# Task details
Make an exact copy of all the records.

# Stored data
PR #567, opened 2023-07-14
Eliminate a bunch of recursion

apoelstra:
This introduces a new `iter` module with facilities for iterating over tree structures, and uses it to eliminate a bunch of recursion.

There's a lot more "obvious" work after this, so I figured I'd PR this now for review and then do followup ones if it's accepted.

Then there's some less obvious work around getting rid of the recursion in `Expression::from_str` and tightening up the memory allocation/locality there, and some even less obvious work in improving memory allocation/locality in `Miniscript`. But even if those later stages don't work out, this is a step in the right direction because it eliminates a bunch of stack overflow vectors, and reduces the amount of code.


sanket1729 (approved):
Some commits are empty? Is that intentional. 

ACK 0576007de27971a57e0d61fc5446e0aa34a7d549.

sanket1729:
Agreed, this is a step in the right direction.

sanket1729:
I can merge these and address the nits in a follow up PR. Just waiting for your response about the empty commits.

apoelstra:
@sanket1729 no, I'll remove the empty commits. I believe those occur during rebasing when my gpg agent fails to sign a commit.

I'll do that and then you can merge this. For optimizations I think we should first introduce a wider set of benchmarks (miniscript parsing from string, decoding from script, serializing to string, encoding to script, then some borderline-trivial key conversions etc).

sanket1729 (approved):
reACK 67e91b9115031c7f773b67314370685e0c5d2f03

src/iter/mod.rs
```diff
@@ -0,0 +1,93 @@
+// Written in 2023 by Andrew Poelstra <apoelstra@wpsoftware.net>
```
tcharding, line 1: Hey @apoelstra, I saw this line and wondered if you added it as a habit or if I have been annoying you by removing them? Or was this PR just before we discussed all that? Cheers.

apoelstra: I think it predates your PR to remove these. I would've just mildlessly copied the line from other files.

I'm certainly not annoyed :).

tcharding: Sweet man, cheers.

PR #568, opened 2023-07-16
psbt: Rewrite input replacement to avoid forgetting fields

stevenroose:
The way it was written seemed very prone to forgetting fields if new ones would be added. Like this it just keeps the required fields and all the rest is set to `Default::default()`.


sanket1729 (approved):
utACK c50bdf8681b0bf188bbc7f1524e7251ac8e07525

apoelstra (approved):
ACK c50bdf8681b0bf188bbc7f1524e7251ac8e07525

PR #569, opened 2023-07-18
Update MSRV to 1.48. Fixes CI

sanket1729:


apoelstra:
Can you update the fuzzer rustc to 1.64 from 1.58, and also update `generate-files.sh` to reflect the `regex = "=1.4.0"` thing (if that is still necessary)?

sanket1729:
Nice. Found a new fuzz failure

tcharding (commented):
LGTM, glad to see you worked out the pinning, I tried and failed yesterday. (FWIW I used LGTM instead of ACK because I'm assuming you are going to squash the `fix!` commits.)

sanket1729:
After a lot of iteration on fuzzer, this is finally ready for review.

.gitconfig
```diff
@@ -0,0 +1,3 @@
+[remote "upstream"]
+        fetch = +refs/pull/*:refs/remotes/pr/*
+        fetch = +refs/merge-requests/*:refs/remotes/pr/*
```
apoelstra: In 3ecd2fbccc64bc707a9f418c93e019192e9113d9:

You should not have committed this file

apoelstra: it's deleted in the next commit, but could still cause weird things to happen during bisection.

src/policy/compiler.rs
```diff
@@ -1048,6 +1056,7 @@ where
 /// Helper function to compile different types of binary fragments.
 /// `sat_prob` and `dissat_prob` represent the sat and dissat probabilities of
 /// root or. `weights` represent the odds for taking each sub branch
+#[allow(clippy::too_many_arguments)]
```
apoelstra, line 1059: In e491308b6075d5274917750ad7258cb604b99aea:

I think this is fine, but FYI both this and the "too many arguments" lint thresholds can be set globally in clippy.toml.

apoelstra (dismissed):
ACK 13950fd16161afd9b28345c68192aff997048231

apoelstra:
Oh, actually, I'd like you to remove the spurious file before merging.

.gitconfig
sanket1729: Removed

sanket1729:
Added another commit that adds a static vector

apoelstra (approved):
ACK 60fde9e9519125d3b1ecccea302a0a6e6ce484fa

apoelstra (approved):
ACK 6b76997b14fd606b6ceba884012512c06200a4a4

# Your response
PR #567, opened 2023-07-14
Eliminate a bunch of recursion

apoelstra:
This introduces a new `iter` module with facilities for iterating over tree structures, and uses it to eliminate a bunch of recursion.

There's a lot more "obvious" work after this, so I figured I'd PR this now for review and then do followup ones if it's accepted.

Then there's some less obvious work around getting rid of the recursion in `Expression::from_str` and tightening up the memory allocation/locality there, and some even less obvious work in improving memory allocation/locality in `Miniscript`. But even if those later stages don't work out, this is a step in the right direction because it eliminates a bunch of stack overflow vectors, and reduces the amount of code.


sanket1729 (approved):
Some commits are empty? Is that intentional. 

ACK 0576007de27971a57e0d61fc5446e0aa34a7d549.

sanket1729:
Agreed, this is a step in the right direction.

sanket1729:
I can merge these and address the nits in a follow up PR. Just waiting for your response about the empty commits.

apoelstra:
@sanket1729 no, I'll remove the empty commits. I believe those occur during rebasing when my gpg agent fails to sign a commit.

I'll do that and then you can merge this. For optimizations I think we should first introduce a wider set of benchmarks (miniscript parsing from string, decoding from script, serializing to string, encoding to script, then some borderline-trivial key conversions etc).

sanket1729 (approved):
reACK 67e91b9115031c7f773b67314370685e0c5d2f03

src/iter/mod.rs
```diff
@@ -0,0 +1,93 @@
+// Written in 2023 by Andrew Poelstra <apoelstra@wpsoftware.net>
```
tcharding, line 1: Hey @apoelstra, I saw this line and wondered if you added it as a habit or if I have been annoying you by removing them? Or was this PR just before we discussed all that? Cheers.

apoelstra: I think it predates your PR to remove these. I would've just mildlessly copied the line from other files.

I'm certainly not annoyed :).

tcharding: Sweet man, cheers.

PR #568, opened 2023-07-16
psbt: Rewrite input replacement to avoid forgetting fields

stevenroose:
The way it was written seemed very prone to forgetting fields if new ones would be added. Like this it just keeps the required fields and all the rest is set to `Default::default()`.


sanket1729 (approved):
utACK c50bdf8681b0bf188bbc7f1524e7251ac8e07525

apoelstra (approved):
ACK c50bdf8681b0bf188bbc7f1524e7251ac8e07525

PR #569, opened 2023-07-18
Update MSRV to 1.48. Fixes CI

sanket1729:


apoelstra:
Can you update the fuzzer rustc to 1.64 from 1.58, and also update `generate-files.sh` to reflect the `regex = "=1.4.0"` thing (if that is still necessary)?

sanket1729:
Nice. Found a new fuzz failure

tcharding (commented):
LGTM, glad to see you worked out the pinning, I tried and failed yesterday. (FWIW I used LGTM instead of ACK because I'm assuming you are going to squash the `fix!` commits.)

sanket1729:
After a lot of iteration on fuzzer, this is finally ready for review.

.gitconfig
```diff
@@ -0,0 +1,3 @@
+[remote "upstream"]
+        fetch = +refs/pull/*:refs/remotes/pr/*
+        fetch = +refs/merge-requests/*:refs/remotes/pr/*
```
apoelstra: In 3ecd2fbccc64bc707a9f418c93e019192e9113d9:

You should not have committed this file

apoelstra: it's deleted in the next commit, but could still cause weird things to happen during bisection.

src/policy/compiler.rs
```diff
@@ -1048,6 +1056,7 @@ where
 /// Helper function to compile different types of binary fragments.
 /// `sat_prob` and `dissat_prob` represent the sat and dissat probabilities of
 /// root or. `weights` represent the odds for taking each sub branch
+#[allow(clippy::too_many_arguments)]
```
apoelstra, line 1059: In e491308b6075d5274917750ad7258cb604b99aea:

I think this is fine, but FYI both this and the "too many arguments" lint thresholds can be set globally in clippy.toml.

apoelstra (dismissed):
ACK 13950fd16161afd9b28345c68192aff997048231

apoelstra:
Oh, actually, I'd like you to remove the spurious file before merging.

.gitconfig
sanket1729: Removed

sanket1729:
Added another commit that adds a static vector

apoelstra (approved):
ACK 60fde9e9519125d3b1ecccea302a0a6e6ce484fa

apoelstra (approved):
ACK 6b76997b14fd606b6ceba884012512c06200a4a4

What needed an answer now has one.